§ AIM OF THE TASK:
Make an exact copy of the entries that come next.
Start of RECORD EXTRACTS
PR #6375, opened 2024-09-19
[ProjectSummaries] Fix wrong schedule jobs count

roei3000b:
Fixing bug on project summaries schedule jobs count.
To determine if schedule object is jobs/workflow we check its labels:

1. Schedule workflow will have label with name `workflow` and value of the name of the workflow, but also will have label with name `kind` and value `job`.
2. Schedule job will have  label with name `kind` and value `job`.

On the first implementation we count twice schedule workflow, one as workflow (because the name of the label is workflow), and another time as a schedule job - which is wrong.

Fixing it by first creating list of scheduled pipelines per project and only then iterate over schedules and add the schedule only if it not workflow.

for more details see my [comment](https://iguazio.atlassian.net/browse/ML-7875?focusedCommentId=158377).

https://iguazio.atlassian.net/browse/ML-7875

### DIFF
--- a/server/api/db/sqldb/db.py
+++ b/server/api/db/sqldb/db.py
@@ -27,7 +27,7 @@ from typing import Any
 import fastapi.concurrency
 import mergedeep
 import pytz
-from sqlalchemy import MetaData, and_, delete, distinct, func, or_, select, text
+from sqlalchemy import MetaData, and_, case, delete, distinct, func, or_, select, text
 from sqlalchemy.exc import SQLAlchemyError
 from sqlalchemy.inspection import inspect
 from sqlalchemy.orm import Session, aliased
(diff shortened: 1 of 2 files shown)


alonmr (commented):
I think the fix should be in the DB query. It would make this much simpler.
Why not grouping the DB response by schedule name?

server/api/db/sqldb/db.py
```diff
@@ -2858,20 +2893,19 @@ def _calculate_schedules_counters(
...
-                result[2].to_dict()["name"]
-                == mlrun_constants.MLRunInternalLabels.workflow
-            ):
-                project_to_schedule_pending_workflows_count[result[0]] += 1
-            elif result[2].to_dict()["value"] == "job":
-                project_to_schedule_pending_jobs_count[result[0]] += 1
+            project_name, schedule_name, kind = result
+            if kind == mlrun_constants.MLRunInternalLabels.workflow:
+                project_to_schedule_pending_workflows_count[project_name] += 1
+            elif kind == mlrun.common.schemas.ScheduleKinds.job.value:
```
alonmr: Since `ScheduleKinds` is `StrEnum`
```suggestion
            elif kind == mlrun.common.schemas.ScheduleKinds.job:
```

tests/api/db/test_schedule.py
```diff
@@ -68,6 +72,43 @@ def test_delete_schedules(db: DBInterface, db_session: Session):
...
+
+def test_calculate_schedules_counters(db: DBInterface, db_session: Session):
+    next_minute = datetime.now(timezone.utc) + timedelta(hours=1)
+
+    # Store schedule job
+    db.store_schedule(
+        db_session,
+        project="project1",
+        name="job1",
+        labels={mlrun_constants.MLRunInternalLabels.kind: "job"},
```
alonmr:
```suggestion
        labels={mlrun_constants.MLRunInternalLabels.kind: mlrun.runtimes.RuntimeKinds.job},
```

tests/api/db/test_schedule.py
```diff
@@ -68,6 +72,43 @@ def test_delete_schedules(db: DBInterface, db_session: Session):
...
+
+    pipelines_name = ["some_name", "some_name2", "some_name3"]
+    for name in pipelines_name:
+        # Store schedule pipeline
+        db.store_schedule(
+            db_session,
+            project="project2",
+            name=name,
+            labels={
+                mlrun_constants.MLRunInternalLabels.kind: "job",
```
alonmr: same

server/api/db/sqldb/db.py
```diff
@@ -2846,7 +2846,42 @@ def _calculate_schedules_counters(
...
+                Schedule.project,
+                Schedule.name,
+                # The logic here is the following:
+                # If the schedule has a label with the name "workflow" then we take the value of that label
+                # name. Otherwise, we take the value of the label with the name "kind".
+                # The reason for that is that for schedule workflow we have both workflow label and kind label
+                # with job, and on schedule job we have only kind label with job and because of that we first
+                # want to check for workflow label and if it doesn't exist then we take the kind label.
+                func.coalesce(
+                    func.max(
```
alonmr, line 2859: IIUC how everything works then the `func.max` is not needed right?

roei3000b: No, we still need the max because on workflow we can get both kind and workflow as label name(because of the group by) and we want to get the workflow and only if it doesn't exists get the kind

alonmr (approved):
End of RECORD EXTRACTS
§ OUTPUT OF THE EXERCISE:
PR #6375, opened 2024-09-19
[ProjectSummaries] Fix wrong schedule jobs count

roei3000b:
Fixing bug on project summaries schedule jobs count.
To determine if schedule object is jobs/workflow we check its labels:

1. Schedule workflow will have label with name `workflow` and value of the name of the workflow, but also will have label with name `kind` and value `job`.
2. Schedule job will have  label with name `kind` and value `job`.

On the first implementation we count twice schedule workflow, one as workflow (because the name of the label is workflow), and another time as a schedule job - which is wrong.

Fixing it by first creating list of scheduled pipelines per project and only then iterate over schedules and add the schedule only if it not workflow.

for more details see my [comment](https://iguazio.atlassian.net/browse/ML-7875?focusedCommentId=158377).

https://iguazio.atlassian.net/browse/ML-7875

### DIFF
--- a/server/api/db/sqldb/db.py
+++ b/server/api/db/sqldb/db.py
@@ -27,7 +27,7 @@ from typing import Any
 import fastapi.concurrency
 import mergedeep
 import pytz
-from sqlalchemy import MetaData, and_, delete, distinct, func, or_, select, text
+from sqlalchemy import MetaData, and_, case, delete, distinct, func, or_, select, text
 from sqlalchemy.exc import SQLAlchemyError
 from sqlalchemy.inspection import inspect
 from sqlalchemy.orm import Session, aliased
(diff shortened: 1 of 2 files shown)


alonmr (commented):
I think the fix should be in the DB query. It would make this much simpler.
Why not grouping the DB response by schedule name?

server/api/db/sqldb/db.py
```diff
@@ -2858,20 +2893,19 @@ def _calculate_schedules_counters(
...
-                result[2].to_dict()["name"]
-                == mlrun_constants.MLRunInternalLabels.workflow
-            ):
-                project_to_schedule_pending_workflows_count[result[0]] += 1
-            elif result[2].to_dict()["value"] == "job":
-                project_to_schedule_pending_jobs_count[result[0]] += 1
+            project_name, schedule_name, kind = result
+            if kind == mlrun_constants.MLRunInternalLabels.workflow:
+                project_to_schedule_pending_workflows_count[project_name] += 1
+            elif kind == mlrun.common.schemas.ScheduleKinds.job.value:
```
alonmr: Since `ScheduleKinds` is `StrEnum`
```suggestion
            elif kind == mlrun.common.schemas.ScheduleKinds.job:
```

tests/api/db/test_schedule.py
```diff
@@ -68,6 +72,43 @@ def test_delete_schedules(db: DBInterface, db_session: Session):
...
+
+def test_calculate_schedules_counters(db: DBInterface, db_session: Session):
+    next_minute = datetime.now(timezone.utc) + timedelta(hours=1)
+
+    # Store schedule job
+    db.store_schedule(
+        db_session,
+        project="project1",
+        name="job1",
+        labels={mlrun_constants.MLRunInternalLabels.kind: "job"},
```
alonmr:
```suggestion
        labels={mlrun_constants.MLRunInternalLabels.kind: mlrun.runtimes.RuntimeKinds.job},
```

tests/api/db/test_schedule.py
```diff
@@ -68,6 +72,43 @@ def test_delete_schedules(db: DBInterface, db_session: Session):
...
+
+    pipelines_name = ["some_name", "some_name2", "some_name3"]
+    for name in pipelines_name:
+        # Store schedule pipeline
+        db.store_schedule(
+            db_session,
+            project="project2",
+            name=name,
+            labels={
+                mlrun_constants.MLRunInternalLabels.kind: "job",
```
alonmr: same

server/api/db/sqldb/db.py
```diff
@@ -2846,7 +2846,42 @@ def _calculate_schedules_counters(
...
+                Schedule.project,
+                Schedule.name,
+                # The logic here is the following:
+                # If the schedule has a label with the name "workflow" then we take the value of that label
+                # name. Otherwise, we take the value of the label with the name "kind".
+                # The reason for that is that for schedule workflow we have both workflow label and kind label
+                # with job, and on schedule job we have only kind label with job and because of that we first
+                # want to check for workflow label and if it doesn't exist then we take the kind label.
+                func.coalesce(
+                    func.max(
```
alonmr, line 2859: IIUC how everything works then the `func.max` is not needed right?

roei3000b: No, we still need the max because on workflow we can get both kind and workflow as label name(because of the group by) and we want to get the workflow and only if it doesn't exists get the kind

alonmr (approved):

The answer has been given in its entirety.